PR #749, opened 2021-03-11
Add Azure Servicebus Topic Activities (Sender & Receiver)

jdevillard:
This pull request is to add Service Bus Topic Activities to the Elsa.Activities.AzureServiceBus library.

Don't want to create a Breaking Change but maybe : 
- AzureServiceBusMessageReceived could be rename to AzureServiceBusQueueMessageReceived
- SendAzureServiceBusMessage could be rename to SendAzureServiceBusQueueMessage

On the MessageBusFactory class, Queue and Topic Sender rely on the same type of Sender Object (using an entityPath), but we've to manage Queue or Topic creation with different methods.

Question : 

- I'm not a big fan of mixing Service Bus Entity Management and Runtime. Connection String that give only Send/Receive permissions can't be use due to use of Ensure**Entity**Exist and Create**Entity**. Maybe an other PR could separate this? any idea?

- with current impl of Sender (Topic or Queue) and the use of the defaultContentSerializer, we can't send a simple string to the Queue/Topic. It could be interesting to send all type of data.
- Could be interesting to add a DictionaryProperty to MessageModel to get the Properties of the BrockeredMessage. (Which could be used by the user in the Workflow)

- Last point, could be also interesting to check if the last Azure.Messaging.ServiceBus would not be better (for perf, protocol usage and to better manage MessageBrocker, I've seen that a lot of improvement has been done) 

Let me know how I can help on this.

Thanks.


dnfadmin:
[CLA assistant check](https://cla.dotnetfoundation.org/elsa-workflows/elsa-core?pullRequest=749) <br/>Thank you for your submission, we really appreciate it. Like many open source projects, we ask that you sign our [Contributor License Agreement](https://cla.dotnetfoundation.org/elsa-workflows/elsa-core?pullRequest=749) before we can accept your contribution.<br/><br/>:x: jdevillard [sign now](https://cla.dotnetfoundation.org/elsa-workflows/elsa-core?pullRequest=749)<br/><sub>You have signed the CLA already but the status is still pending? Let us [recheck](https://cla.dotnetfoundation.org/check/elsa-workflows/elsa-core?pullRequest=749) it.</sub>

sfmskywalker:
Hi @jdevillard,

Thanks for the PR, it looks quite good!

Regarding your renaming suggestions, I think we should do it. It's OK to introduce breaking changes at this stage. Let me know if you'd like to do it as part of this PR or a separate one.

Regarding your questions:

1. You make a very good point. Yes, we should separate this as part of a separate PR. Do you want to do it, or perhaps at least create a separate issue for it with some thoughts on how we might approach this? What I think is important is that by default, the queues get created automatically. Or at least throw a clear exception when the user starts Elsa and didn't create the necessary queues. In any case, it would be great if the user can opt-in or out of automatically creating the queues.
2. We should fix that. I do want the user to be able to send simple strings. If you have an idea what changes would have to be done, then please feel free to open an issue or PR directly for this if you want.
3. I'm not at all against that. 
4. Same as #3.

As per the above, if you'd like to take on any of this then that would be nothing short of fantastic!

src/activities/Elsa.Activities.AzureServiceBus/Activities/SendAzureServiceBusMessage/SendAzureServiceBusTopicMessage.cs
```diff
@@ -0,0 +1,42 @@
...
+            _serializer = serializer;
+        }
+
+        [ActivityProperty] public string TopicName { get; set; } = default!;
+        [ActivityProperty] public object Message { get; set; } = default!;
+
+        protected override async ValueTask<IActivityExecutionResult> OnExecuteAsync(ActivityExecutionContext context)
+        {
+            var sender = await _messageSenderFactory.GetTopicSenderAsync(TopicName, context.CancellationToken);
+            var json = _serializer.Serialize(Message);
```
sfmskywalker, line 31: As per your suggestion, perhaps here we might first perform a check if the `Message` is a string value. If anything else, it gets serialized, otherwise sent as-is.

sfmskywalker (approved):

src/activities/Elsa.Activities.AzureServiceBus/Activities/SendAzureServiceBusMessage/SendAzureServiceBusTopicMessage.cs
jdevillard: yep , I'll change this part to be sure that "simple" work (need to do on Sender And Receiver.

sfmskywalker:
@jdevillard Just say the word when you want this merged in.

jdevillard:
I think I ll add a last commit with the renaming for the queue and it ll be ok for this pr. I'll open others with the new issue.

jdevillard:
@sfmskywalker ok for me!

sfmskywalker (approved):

==

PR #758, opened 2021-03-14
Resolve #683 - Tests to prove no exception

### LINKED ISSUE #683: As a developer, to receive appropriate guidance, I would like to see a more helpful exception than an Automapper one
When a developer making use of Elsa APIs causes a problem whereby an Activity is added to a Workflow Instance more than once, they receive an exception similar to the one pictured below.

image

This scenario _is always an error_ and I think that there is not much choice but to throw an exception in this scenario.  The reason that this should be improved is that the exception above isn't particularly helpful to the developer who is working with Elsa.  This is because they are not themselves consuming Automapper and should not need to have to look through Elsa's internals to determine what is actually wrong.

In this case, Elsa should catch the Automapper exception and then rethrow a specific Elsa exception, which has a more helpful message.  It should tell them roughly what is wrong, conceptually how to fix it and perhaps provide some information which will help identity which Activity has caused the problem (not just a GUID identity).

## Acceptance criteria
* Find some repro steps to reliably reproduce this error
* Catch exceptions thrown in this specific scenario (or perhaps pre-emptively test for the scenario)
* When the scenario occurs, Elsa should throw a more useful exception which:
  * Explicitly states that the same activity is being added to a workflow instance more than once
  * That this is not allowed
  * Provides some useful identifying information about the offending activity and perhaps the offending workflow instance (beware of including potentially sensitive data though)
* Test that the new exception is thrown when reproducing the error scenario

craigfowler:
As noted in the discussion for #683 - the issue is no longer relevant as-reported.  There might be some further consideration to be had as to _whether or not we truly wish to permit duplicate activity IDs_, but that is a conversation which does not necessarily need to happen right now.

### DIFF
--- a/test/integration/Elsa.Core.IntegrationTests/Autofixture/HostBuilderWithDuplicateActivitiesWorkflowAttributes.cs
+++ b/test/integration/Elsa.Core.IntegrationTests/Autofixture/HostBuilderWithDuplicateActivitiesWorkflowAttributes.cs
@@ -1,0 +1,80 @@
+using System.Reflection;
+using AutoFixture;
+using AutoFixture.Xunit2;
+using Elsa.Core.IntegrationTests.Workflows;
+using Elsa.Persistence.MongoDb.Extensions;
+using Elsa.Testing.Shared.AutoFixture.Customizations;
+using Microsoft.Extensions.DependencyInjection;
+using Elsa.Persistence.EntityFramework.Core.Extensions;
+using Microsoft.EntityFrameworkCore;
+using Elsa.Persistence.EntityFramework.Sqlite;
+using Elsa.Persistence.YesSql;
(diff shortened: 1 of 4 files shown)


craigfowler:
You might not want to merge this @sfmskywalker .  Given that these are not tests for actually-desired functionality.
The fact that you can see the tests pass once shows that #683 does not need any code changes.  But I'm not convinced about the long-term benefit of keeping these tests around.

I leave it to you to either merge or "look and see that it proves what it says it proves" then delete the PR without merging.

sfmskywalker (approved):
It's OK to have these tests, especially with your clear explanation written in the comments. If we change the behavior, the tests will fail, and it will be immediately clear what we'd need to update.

__REQUIRED WORK__
Write out exactly the lines above from the line with "- with current" through the line with "Thanks for the PR, it looks quite good!", both of them included, and leave out all other lines.

__TASK SOLUTION__
- with current impl of Sender (Topic or Queue) and the use of the defaultContentSerializer, we can't send a simple string to the Queue/Topic. It could be interesting to send all type of data.
- Could be interesting to add a DictionaryProperty to MessageModel to get the Properties of the BrockeredMessage. (Which could be used by the user in the Workflow)

- Last point, could be also interesting to check if the last Azure.Messaging.ServiceBus would not be better (for perf, protocol usage and to better manage MessageBrocker, I've seen that a lot of improvement has been done) 

Let me know how I can help on this.

Thanks.


dnfadmin:
[CLA assistant check](https://cla.dotnetfoundation.org/elsa-workflows/elsa-core?pullRequest=749) <br/>Thank you for your submission, we really appreciate it. Like many open source projects, we ask that you sign our [Contributor License Agreement](https://cla.dotnetfoundation.org/elsa-workflows/elsa-core?pullRequest=749) before we can accept your contribution.<br/><br/>:x: jdevillard [sign now](https://cla.dotnetfoundation.org/elsa-workflows/elsa-core?pullRequest=749)<br/><sub>You have signed the CLA already but the status is still pending? Let us [recheck](https://cla.dotnetfoundation.org/check/elsa-workflows/elsa-core?pullRequest=749) it.</sub>

sfmskywalker:
Hi @jdevillard,

Thanks for the PR, it looks quite good!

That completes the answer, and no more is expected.